* **What you are asked to do**
Locate the word "jondlm" in the data below, then copy every line that holds it.

Collection entries
PR #10, opened 2021-07-30
OrbiterSDK now respects ORBITER_MAKE_DOC CMake option

matthew-reid:
Required to compile orbiter without docToPdf


mschweiger:
I think this has already been resolved in an earlier commit.

matthew-reid:
I see, it was fixed in 88c776a12694582a78885d9426bbc40f852f57dd. Closing.

PR #17, opened 2021-07-30
New Main Loop

TChapman500:
Don't worry, I kept the old loop behind a `#define DO_OLD_MAIN_LOOP` preprocessor directive.  Other than making the old loop more readable for me, I left it completely untouched.  The new loop processes all of the messages at once, then user input, then ticks the simulation as many times as needed to keep the simulation running at a realtime pace.  At least, that's what's supposed to happen.

### DIFF
--- a/Src/Orbiter/Orbiter.cpp
+++ b/Src/Orbiter/Orbiter.cpp
@@ -46,6 +46,7 @@
 #include "htmlctrl.h"
 #include "DlgCtrl.h"
 #include "GraphicsAPI.h"
+#include "Timer.h"
 
 #ifdef INLINEGRAPHICS
 #include "OGraphics.h"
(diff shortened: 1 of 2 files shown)


mschweiger:
Can you please explain what problem you are trying to solve with your edit? Note that Orbiter's fixed-timestep mode is not supposed to run in realtime. Its main point is to make the simulation independent of hardware by advancing the simulation by a defined time at each step, independent of how long it actually takes to compute. This is useful for debugging due to reproducibility independent of machine, or things like trajectory generation where you want to churn out data as fast as possible.

I am not convinced that the machine independence is preserved in your code, because the number of inner loop passes over the simulation steps is now dependent on system time, so the outer loop will be performed at different frequencies on different machines.

n7275:
Fixed timestep mode has been very valuable to me in some of my NASSP systems stability testing.

TChapman500:
I'm wanting a consistent simulation time step to run at realtime when a fixed time step is selected.  Also, I'm not sure I see what the problem with this code is.  I preserved the old loop behind a preprocessor directive, which allows fixed time steps to be used for debugging.

Here's what I'm trying to achieve:
https://www.gafferongames.com/post/fix_your_timestep/

n7275:
Wouldn't it be better to impliment as a 3rd timestep type option, rather
than a compiler option that modifies how fixed-step works?

TChapman500:
That should be relatively easy to do.

mschweiger:
It is an interesting concept, but it probably needs more thought. Note that Orbiter already does timestep subsampling in various situations, so there is a danger that you effectively end up with two nested subsampling loops, which would likely be bad news.

I may pull your PR into a test branch to play with it. Did you actually compile and try it? What were your observations?

TChapman500:
I'm getting about 2,000 compile errors right now, so I'm unable to test it out.

TChapman500:
Also, I'm under the impression that the tick subdivisions happens either in `BeginTimeStep()` or `EndTimeStep()` or `UpdateWorld()`.  I cannot find anything in the main loop itself that suggests subdivision.  So I do not believe that will be a problem.

PR #27, opened 2021-08-01
Adding 2-core parallel compilation

DarkWanderer:
* x86 compilation time down by 40-50% 10m -> 5-6m
* x64 compilation time down by 10-50% - 6m -> 3-5m
GitHub agents performance seems to be a bit inconsistent, but the improvement is definitely visible


mschweiger (approved):
I'll give it a try! Thanks for also spotting the missing dependency in ScriptMFD.

PR #39, opened 2021-08-03
Adding CMakePresets.json for default Visual Studio configs

DarkWanderer:
Allows to switch:

- x86/x64
- Debug/Release

Without restarting Visual Studio / regenerating solution. (need to open directory, rather than solution file, in VS)

### DIFF
--- a/CMakePresets.json
+++ b/CMakePresets.json
@@ -1,4 +1,4 @@
-﻿{
+{
   "version": 2,
   "cmakeMinimumRequired": {
     "major": 3,
@@ -15,8 +15,8 @@
       "cacheVariables": {
         "CMAKE_C_COMPILER": "cl",
         "CMAKE_CXX_COMPILER": "cl",
-        "CMAKE_INSTALL_PREFIX": "${sourceDir}/out/install/${presetName}",
-        "ORBITER_MAKE_DOC": "OFF"
+        "ORBITER_MAKE_DOC": "OFF",
+        "CMAKE_INSTALL_PREFIX": "${sourceDir}/out/install/${presetName}"
       },
       "environment": {
         "VCPKG_FEATURE_FLAGS": "manifests,versions,binarycaching,registries"
@@ -24,7 +24,7 @@
     },
     {
       "name": "x86-debug",
-      "description": "Sets x86 arch, compilers, build type",
+      "description": "32-bit Debug build",
       "inherits": [ "base" ],
       "architecture": {
         "value": "x86",
@@ -41,7 +41,7 @@
     },
     {
       "name": "x64-debug",
-      "description": "Sets x64 arch, compilers, build type",
+      "description": "64-bit Debug build",
       "inherits": [ "base" ],
       "architecture": {
         "value": "x64",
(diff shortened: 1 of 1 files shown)


mschweiger:
Is this required for the CI run? I had deliberately left out the CMakeSettings.json file from the repository, since it contains user-specific settings, e.g. regarding building documentation etc. Also, I hate having the build directory inside the source tree, so my buildRoot and installRoot entries are different. I've also got a reference to the vcpkg toolchain file in there.

Is there an argument for including it in the repository?

DarkWanderer:
It is not required for CI (hence separate PR). Having this file committed to repository will allow developers to select from 4 configurations - x86-Debug, x86-Release, x64-Debug, x64-Release - in Visual Studio without having to:

- exit VS
- run cmake to regenerate projects/solution
- open Visual Studio again. 
 
This is purely a convenience feature for Visual Studio

DarkWanderer:
Added CMakePresets.json instead, see:

- https://docs.microsoft.com/en-US/cpp/build/cmake-presets-vs?view=msvc-160
- https://devblogs.microsoft.com/cppblog/cmake-presets-integration-in-visual-studio-and-visual-studio-code/

The idea behind this PR is to avoid having every developer setting up CMakeSettings.json for themselves (which might be tricky for some). `CMakePresets.json` has the advantage of storing default configuration + allowing custom `CMakeUserPresets.json` which advanced users can customize for themselves

DarkWanderer:
Closing to remediate local build issues

dbeachy1:
@DarkWanderer Is is possible to configure the defaults to put the build directory default to be outside the source tree (or maybe  just leave it blank?). If I understand @mschweiger correctly, the major concern with using defaults is that the build directory would be inside the source tree.

Regarding the other concern, what about even just leaving the default fields blank? The way, developers would still need to fill in settings in before building. I understand that sort of defeats the purpose of the presets file in the first place, but this would still allow developers to have all four build configurations (x86 Debug, x86 Release, x64 Debug, x64 Release) all in the same solution, if I understand correctly -- which, to be honest, is the big thing that I like :).

DarkWanderer:
What is the issue with having build artifacts inside the source directory, given that it's ring-fenced (all items are in subdirectories of `out/build`)? To be honest it feels strange to me to have build artifacts _outside_ source dir, given that basically any language build process produces something which is inside the source dir by default

DarkWanderer:
Let me rephrase this: I appreciate that this question is essentially matter of taste and do not claim that a particular way is unconditionally better. My suggestion comes from a standpoint that adding CMakePresets allows for new capabilities, while also helping to:

- streamline process for new contributors (they will not have to generate CMakeSettings.json)
- improve CI consistency (at the moment parameters are passed externally via command line)
- add capability for "remote" Linux development in future

In my opinion, having a default of building within source directory is the "least friction" option, while capability to build outside of source dir is retained, for cases where it is a concern

Of course, the decision is ultimately with you

dbeachy1:
FWIW, I don't feel strongly about this either way, and I agree it's a matter of personal taste. I'm going to close this PR for now since @mschweiger prefers the build settings as they currently are and this PR has been open for 22 days. We can always reopen this in the future if this resurfaces.

PR #55, opened 2021-08-04
Check install in CI regardless of branch/bitness

DarkWanderer:
Check 'install' in addition to 'build' in PRs (to make sure situations like [this](https://github.com/orbitersim/orbiter/runs/3242215571) do not repeat)


DarkWanderer:
PR checks fail because of #53

PR #61, opened 2021-08-05
speed up quicksaving

spacex15:
when you have a lot of scenarios saved
quicksave becomes very slow

this little change fixes the problem
moving the directory rescan just before dialog display


dbeachy1:
FWIW, this change looks fine to me -- the Orbiter launchpad is not visible anyway until the user exits the simulation, so it seems fine to defer updating the scenario list until the shutdown runs. @mschweiger what do you think?

mschweiger:
I am in the process of a major refactoring of the Launchpad class. Part of this is also cleaning up the scenario list update mechanism. This should resolve the problem addressed in this pull request. This has been implemented in branch https://github.com/orbitersim/orbiter/tree/99-launchpad_refactor, commit d452f09 . Can you please check if that branch solves the problems you were reporting? If so, I'll close this pull request.

spacex15:
It is ok for me, you deleted the refreshScenarioList from the save function

It will definitely solve the performance problem I had

Thanks

PR #64, opened 2021-08-06
ShuttleA work

GLS-SSV:
Made some corrections to the ShuttleA meshes, so everything fits together and looks better.
Also, fixed the vessel name being overwritten in the crew module, when more than 1 instance of the vessel was present.

There are more issues "inside" of the vessel (aux pod position switch loads "pressed" in VC, propellant displays overwrite/visual bug? in 2D panel, displayed propellant flow rate from tanks doesn't match displayed usage in thrusters, change to GDI logic to Sketchpad), but I just don't have the time to fix them right now... sorry.


mschweiger:
Thanks for this. Nice work on the meshes and the name display bug!

PR #65, opened 2021-08-06
Fix relevant pointer truncation warnings and one intermittent startup CTD for x64 builds

dbeachy1:
Was getting CTDs from a debug assertion failure on 50% of startups in x64 debug builds. See PR comments for details about the fix.

Also fixed all the other x64 pointer truncation warnings *except* for the ones in the DDE server code, which I believe is long-obsolete (if I'm remembering correctly).


dbeachy1:
Closed this PR because it turned out the x64 warnings and the intermittent startup CTD were already fixed in main. (I was testing in the trigger_sound_build_cmake branch).

Issue #35, opened 2021-08-02
Binary packages with CI


mschweiger:
I don't know if this is possible, and I certainly would need help setting it up, but here is what I want to do:

If CI builds Orbiter successfully after a pull to master, can it be set up to create a binary package and publish it on github? I have already set up cmake for a package target using cpack (both zip and msi, although zip is probably sufficient for this). A new package should replace the previous package, if any, otherwise I would probably fill up my storage allowance rather quickly. It only needs to create a package for the x64 build.

Any suggestions?

matthew-reid:
Sounds like that would work. You can create and delete releases via the [github REST API](https://docs.github.com/en/rest/reference/repos#releases).

If Github doesn't provide enough storage space, an alternative I currently use is [BackBlaze B2](https://www.backblaze.com/b2/cloud-storage.html) which gives you 10 GB free storage, and after that you only pay for what you use. You can use a REST API to manage files there too.

DarkWanderer:
I have a WIP branch which does just that:
https://github.com/DarkWanderer/orbiter/pull/4
Example build:
https://github.com/DarkWanderer/orbiter/actions/runs/1089362716
'Retention' can be set to 7-14 days and build refreshed once in that time.

Right now I'm fighting with an issue of binaries being in additional "Debug" directory. Once I clear that & switch to "release" build, I'll raise a PR to main repo

Xyon:
If retention is an issue we maintain a Digital Ocean "Space" within the Orbiter-Forum / OHM account which releases can be pushed to. It's inherently compatible with tools that work for AWS S3, too, so implementation is trivial; but I think github's asset storage is likely sufficient in the short term.

PR #72, opened 2021-08-08
Enable x86 artifact publishing

DarkWanderer:
To discuss. Suggested change per https://www.orbiter-forum.com/threads/x64-development.40026/post-585612
Potential risk: builds may "overflow" the quota


DarkWanderer:
Related: #35

DarkWanderer:
See #85

PR #737, opened 2017-03-13
DateSelect component style and props improvements

ogupte:
## PR Checklist

  - [x] Chrome
  - [x] Firefox
  - [x] Safari
  - [x] IE11 (Win 7)
  - [x] Edge (Win 10)


src/components/DateSelect/DateSelect.jsx
```diff
@@ -201,6 +216,30 @@ const DateSelect = createClass({
...
+			const rootElement = ReactDOM.findDOMNode(this.rootRef);
+			const {
+				width,
+				height,
+			} = rootElement.getBoundingClientRect();
+			const navButtonsWidth = NAV_BUTTON_SIZE * 2;
+			const oneMonthShownWidth = (width - navButtonsWidth) / monthsShown + navButtonsWidth;
+			const size = Math.sqrt(oneMonthShownWidth * height);
+			const relativeFontSize = Math.round(size / 24);
+			const relativeMinWidth = (((width - navButtonsWidth) / monthsShown) * 10.1075 / relativeFontSize) * monthsShown + navButtonsWidth;
```
jondlm: `10.1075`? Did it just look good in your testing?

src/components/DateSelect/DateSelect.jsx
```diff
@@ -201,6 +216,30 @@ const DateSelect = createClass({
...
+
+			rootElement.style.fontSize = `${relativeFontSize}px`;
```
jondlm: So this'll only change once at the component mount, is that an issue for the prop changing?

src/components/DateSelect/DateSelect.jsx
ogupte: yeah i calculated this as the ratio that the default font-size with the default size of the DateSelect. so in order to scale the font-size, i use the same ratio here

src/components/DateSelect/DateSelect.jsx
ogupte: it's documented in the prop as only affecting the _initial_ font-size so i think it's ok. i'd rather not have to recompute onresize and on props change

jondlm: Cool, as long as we call it out I'm fine with that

* **Answer space**
jondlm: `10.1075`? Did it just look good in your testing?
jondlm: So this'll only change once at the component mount, is that an issue for the prop changing?
jondlm: Cool, as long as we call it out I'm fine with that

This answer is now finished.